Фрэнни перевела взгляд на свою левую руку. Она держала книжицу в горохово-зеленом матерчатом переплете.

— Эта? Ой, это просто, — ответила она. Открыла сумочку, впихнула туда книжку и двинулась за Лейном по долгому перрону к стоянке такси. Взяла Лейна под руку и говорила сама почти всю дорогу — если не всю. Во-первых, что-то насчет платья в чемодане, которое нужно погладить. Сообщила, что купила очень миленький такой утюжок, как из кукольного домика, но забыла взять его с собой. Сказала, что, похоже, знала всего трех девушек в поезде — Марту Фаррар, Типпи Тиббетт и Элинор-как-то, с которой познакомилась сто лет назад, еще в интернате — в Экзетере или где-то. А все остальные в поезде, сказала Фрэнни, на вид очень такие Смиты, кроме двух абсолютно из Вассара и еще одной абсюлютнейше из Беннингтона или Сары Лоуренс. Та, что из Беннингтона-Сары-Лоуренс, как будто всю поездку просидела в сортире — лепила, рисовала или еще что-нибудь, или как будто у нее под платье трико надето. Лейн, шедший как-то слишком уж быстро, пожалел, что не вышло устроить Фрэнни в Крофт-Хаус — это, конечно, было безнадежно, — но он зато определил ее в такое славное уютное местечко. Маленькое, но там чисто и все такое. Ей понравится, сказал он, и Фрэнни мгновенно представились меблирашки, обшитые белой дранкой. В комнате три девушки, друг с другом не знакомые. Кто заселился первой, той и продавленная тахта, а остальным достанется двуспальная кровать с абсолютно невообразимым матрасом.

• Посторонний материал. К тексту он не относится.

PR #204, opened 2023-02-10
Add format checker

abhaybd:
This adds a CI pipeline to check if newly added code adheres to our style guide.

### DIFF
--- a/.github/workflows/format-checker.yml
+++ b/.github/workflows/format-checker.yml
@@ -1,13 +1,28 @@
 name: Check Formatting
-on: [push, pull_request]
+
+on: [pull_request]
+
 jobs:
-  formatting-check:
-    name: Formatting Check
+  build:
     runs-on: ubuntu-20.04
     steps:
-    - uses: actions/checkout@v3
-    - name: Run clang-format style check for C/C++/Protobuf programs.
-      uses: jidicula/clang-format-action@v4.10.2
+    - name: Checkout
+      uses: actions/checkout@v1
       with:
-        clang-format-version: '13'
-        check-path: 'src'
+        submodules: true
+    - name: Install dependencies from APT
+      run: |
+        sudo apt install git clang-format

— Мило, — энергично сказала она. Иногда дьявольски трудно скрывать, как раздражает общая мужская неумелость, а в частности — неумелость Лейна. Ей вспомнился дождливый вечер в Нью-Йорке, сразу после театра, когда Лейн с подозрительным избытком тротуарного благородства позволил этому кошмарному дядьке в смокинге увести у себя из-под носа такси. Это-то еще ничего — то есть, господи, вот был бы ужас, если б она была мужчиной и ловила такси под дождем, — но она помнила этот кошмарный, очень злой взгляд, что Лейн бросил на нее, возвращаясь на свою тротуарную вахту. Теперь же, странно мучаясь от того, что вспомнила это и кое-что еще, Фрэнни пожала локоть Лейна с напускной теплотой. Они сели в такси. Темно-синий чемодан с белой кожаной обвязкой отправился вперед, к водителю.